Establishment of the Monkey COHT Model
Ten monkeys randomly selected from 20 healthy monkeys were regarded as the healthy control group (we randomly selected one eye from each animal). Another 10 monkeys were assigned to the COHT monkey model group. COHT was induced successfully in eight monkeys (we randomly selected one eye from each animal), while COHT induction failed in two monkeys. The primary steps in the procedure were as follows: IOP and slit-lamp examination before laser photocoagulation were performed to exclude any existing ocular disease. Pupils were sufficiently contracted (1 mm) with 1% pilocarpine eye drops (Pilocarpine; Zhongshan Ophthalmic Center, Guangdong, China). The entire circumference of the trabecular meshwork (TM) was ablated by VISULAS Trion (Carl Zeiss Meditec, Jena, Germany) using the slit-lamp delivery system and a laser gonioscope as described previously.15,16 The laser parameters were slightly modulated as follows: 50-μm spot size, 0.5-second duration, 1000-mw laser power and 150 to 250 spots. Laser treatments were repeated for consistently high IOPs according to previous research.17 Care was taken to photocoagulate the middle TM. Effective ablation in the TM always was confirmed by formation of a vapor bubble. Tobramycin dexamethasone (TobraDex; Alcon, Inc., Vilvoorde, Belgium) and tropicamide-phenylephrine ophthalmic solution (Mydrin; Santen Pharmaceutical, Osaka, Japan) were used to alleviate noninfectious inflammation during the immediate postlaser photocoagulation period. If the IOP was not consistently higher than 21 mmHg, additional laser photocoagulation was performed again at 3-week intervals until a stable high IOP was achieved. 
Identification of the Monkey COHT Model
Color Photography
Color fundus photographs captured at 35° were performed on anesthetized animals using a retinal camera (TRC-50DX Retinal Camera; Topcon, Tokyo, Japan) with a Nikon 200 D digital camera. Pupils were sufficiently dilated (8 mm) with 0.25% tropicamide eye drops (Mydrin, Santen Pharmaceutical) and an ocular lubricating agent (Artificial Tears; Zhongshan Ophthalmic Center) was applied to preserve corneal clarity during the examination. The narrowed neuroretinal rim and enlarged optic cup were observed in the animal model. 
Optical Coherence Tomography (OCT) Measurements of Retinal Nerve Fiber Layer (RNFL) Thickness
Pupils were sufficiently dilated, and corneal clarity was maintained during the examination using the same methods as those used for the color photography measurements. Cross-sectional images of the RNFL were scanned with the circular scan (3.4-mm diameter) procedure using the STRATUS OCT Instrument (Model 3000; Carl Zeiss Meditec). The damaged RNFL thickness was examined in the animal model. 
Central Corneal Thickness (CCT) Assessment
Anterior segment OCT (AS-OCT; Fourier OCT, Carl Zeiss Meditec) was used to measure CCT before the first laser photocoagulation procedure to exclude the effect of the corneal thickness of the animals on IOP measurements. A procedure using the four-line scan model of the cornea was applied. The line was centered on the corneal vertex based on horizontal, vertical, 45°, and 135° scans.
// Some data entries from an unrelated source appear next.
PR #963, opened 2022-10-01
WIP changes for dodo or other 10MB XNS

masinter:


sources/LLNS
```diff
@@ -475,12 +472,12 @@ Copyright (c) 1983, 1984, 1985, 1986, 1988, 1989, 1990, 1991, 1992, 1993 by Venu
...
 (STOPNS
-  [LAMBDA NIL                                            (* bvm%: "17-FEB-83 15:57")
+  [LAMBDA NIL                                                (* ; "Edited  1-Oct-2022 16:28 by lmm")
+                                                             (* bvm%: "17-FEB-83 15:57")
     (\DEL.PACKET.FILTER (FUNCTION \HANDLE.RAW.XIP))
     (\DEL.PACKET.FILTER (FUNCTION \HANDLE.RAW.10TO3))
     (DEL.PROCESS '\NSGATELISTENER)
-    (CLOSENSOCKET T)
-    (SETQ \NSFLG NIL])
+    (CLOSENSOCKET T])
```
nbriggs, line 480: Why is it not right to set \NSFLG NIL when you stop NS?

masinter:
There are two variables: whether XNS is available and whether it is wanted. Also for PUP.
There are two other variables, whether '10mb' ethernet is available and also 3mb.

I think the subr call reports available but not wanted. This (draft) PR uses \NSFLG as "wanted" and \10mbflg for 'available' but that's a change that i'd want to look at what uses (Lafite, chatserver, etc) expect.  The code we started with in 2020 wasn't a good guide -- it was done as a (broken) turn-off-xns patch after delaying startup waiting for a server to reply to a 'what's my pup number' to reply.

nbriggs:
Perhaps you need to look back to the 1990 or so versions of the code before it got hacked to disable the ethernet.  The deal was, if you had an ethernet enabled in the code (that is, you started ldeether instead of lde, and it would build up the interface to the /dev/nit or the streams interface) then \ether.available was true.   If you don't start it with either a raw ethernet or the nethub code turned on then \ether.available should be false and it should not try to start the network.

We also need the \10MBWATCHER (or was it the NS routing watcher?) back, and the dodo code should be sending periodic routing packets so that the Lisp code picks up a network number automatically.   I need to check if dodo has a time service as well.

Even with the modified network code you have on this branch things don't work well at startup.   The first thing I tried was (NS.ECHOUSER BROADCASTNSHOSTNUMBER NIL NIL 10) and it hung, or got no response.

masinter:
I don't think we have sources between the Interlisp-10 1984 SUMEX sources and the Envos/Venue sources of ~1993.   There is a file LLETHER with \ETHEREVENTFN calling (COND (\GATEWAYFLG (\INIT.GATEWAY))) and several others that use \GATEWAYFLG to decide whether to forward packets, but I can't find anything in the Interlisp/history or Interlisp/envos repositories that set \GATEWAYFLG or define \INIT.GATEWAY (at least by grep -lri init.gateway ... Similarly for \STASH.PASSWORDS for a definition other than MOVD?(NILL \STASH.PASSWORDS) which was done in the lisp.venuesysout.

are there other snapshots that aren't in the 'history' repo that I should be looking for?

nbriggs:
LLETHER of 19-Jan-1993 sets \GATEWAYFLG to NIL, which is what it should be, in an INITVARS.

One should only set it to T if one wants one's machine to forward XNS and PUP packets -- which is only going to be in really specialized cases.  I believe that the code in LLETHER provides a hook for a gateway function, but does not provide an implementation because you really don't want someone who doesn't know what they're doing to start forwarding packets.   It is still a good hook to have, though.

masinter:
There's <lispusers>RS232cnetwork by someone named Briggs with a copy of \ETHEREVENTFN with the same line (COND (\GATEWAYFLG (\INIT.GATEWAY))) but no definition of \INIT.GATEWAY.
😄

nbriggs:
Yes.  That's what I would expect.

masinter:
trying again going back

PR #965, opened 2022-10-03
COMPAREDIRECTORIES:  upper-case-file-names

rmkaplan:
Plus typo fixes in the TEDIT file.

Note that the MATCHNAME has always been uppercase, and that the directory matching has been filtered using the FILEDIRCASEARRAY


fghalasz (approved):
LGTM.    Works as expected.

PR #2216, opened 2025-07-16
Rmk103  font and related code updates

rmkaplan:
This includes changes to cleanup and simplify (somewhat) the interface and some of the internals of the FONT architecture.  It also includes MEDLEYFONTFORMAT, the implementation of the new read/writable format for display and other device fonts.  The changes to FONT are documented in docs/internal/FONTCODECHANGES.TEDIT, the document for MEDLEYFONTFORMAT is in docs/internal/MEDLEYFONTFORMAT.TEDIT.

Around this central core there are a bunch of files with small changes for compatibility with some of the font changes.  E.g. the recursion surrounding the validation of font attributes has been flattened out, and almost all calls to \COERCEFONTDESC have been eliminated (addressing #2100).

And the loadup sequences and have been adjusted and a few functions have been moved so that medley-format fonts can be included in the MAKEINIT.

This PR includes only 2 medley-format fonts, for GACHA10 and HELVETICA10.  GACHA10 is created in the MAKEINIT. HEVETICA10 a little later, when MENU is loaded.  I've included them here to test that everything hangs together.

(Separately, I have created medley-format fonts for all the display fonts, but I want to release those in a separate PR after this code has settled down.  The new NS fonts will be MCCS-encoded, and that will require some other adjustments.)

PR #2241, opened 2025-08-04
Fix Gacha display fonts

rmkaplan:
Take out the goofy glyph at character 0 in Gacha 12, add underscores at 30Q for Gacha 8 and 10, and also add updated Medleydisplayfont for Gacha 10.


masinter (commented):
fonts/medleydisplayfonts/GACHA10-MRR.MEDLEYDISPLAYFONT
is also updated by Rmk103 font and related code updates #2216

The animals' eye positions and the scan lines were carefully observed through the central cornea. 
Twenty-Four-Hour IOP Measurements
The 24-hour IOP measurements in different body positions (Fig. 1) were conducted at week 15 after the first photocoagulation procedure, using the Tonopen XL (Reichert, Depew, NY) tonometer in anesthetized animals according to the manufacturer's recommended procedures. According to our previous study,17 the monkeys' high IOP was sustained for 3 to 6 weeks, and some problems, such as transient IOP increases and corneal edema, were observed in the early period after photocoagulation. To reduce the measurement bias from these problems as much as possible, 24-hour IOPs were measured when the ocular condition stabilized with a high IOP. To maintain high IOPs, every monkey received multiple laser treatments, and some monkeys experienced severe IOP spikes. Additional laser photocoagulation was not performed in the COHT animal models once stable high IOPs were achieved and laser-induced ocular noninfectious inflammation and corneal edema had gradually disappeared. The fifth week after the first photocoagulation procedure was selected as the IOP measurement time point. At that time, the IOP gradually decreased to approximately 21 mmHg. Different IOPs were observed in the 24-hour period because of the animal models' IOP fluctuations.14 
Figure 1
 
A brief diagram of the study design/IOP measurement.
Figure 1
 
A brief diagram of the study design/IOP measurement.
Considering that the IOPs of the animals were measured under deep general anesthesia, the time points over 24 hours were adjusted.18 For the diurnal measurements, IOPs were measured every 3 hours at 6:30 and 9:30 AM, and 12:30, 3:30, 6:30, and 9:30 PM (Beijing time). For the nocturnal measurements, IOPs were measured every 2 hours at 11:30 PM, and 1:30 and 3:30 AM. Light intensity was maintained at 500 to 1000 lux in the daytime, and lights were turned off at 11:00 PM. The room light was maintained at less than 10 lux when only nocturnal IOPs were measured. 
The position sequence for IOP measurements was as follows: 10 minute-seated, immediate-supine, 10-minute supine, and immediate-seated. The seated posture of the animals was maintained by seating the animals in a custom-designed chair with the bodies gently restrained, while the supine posture with the face up was maintained by laying the animals on a wide table. The IOP was measured by another operator. 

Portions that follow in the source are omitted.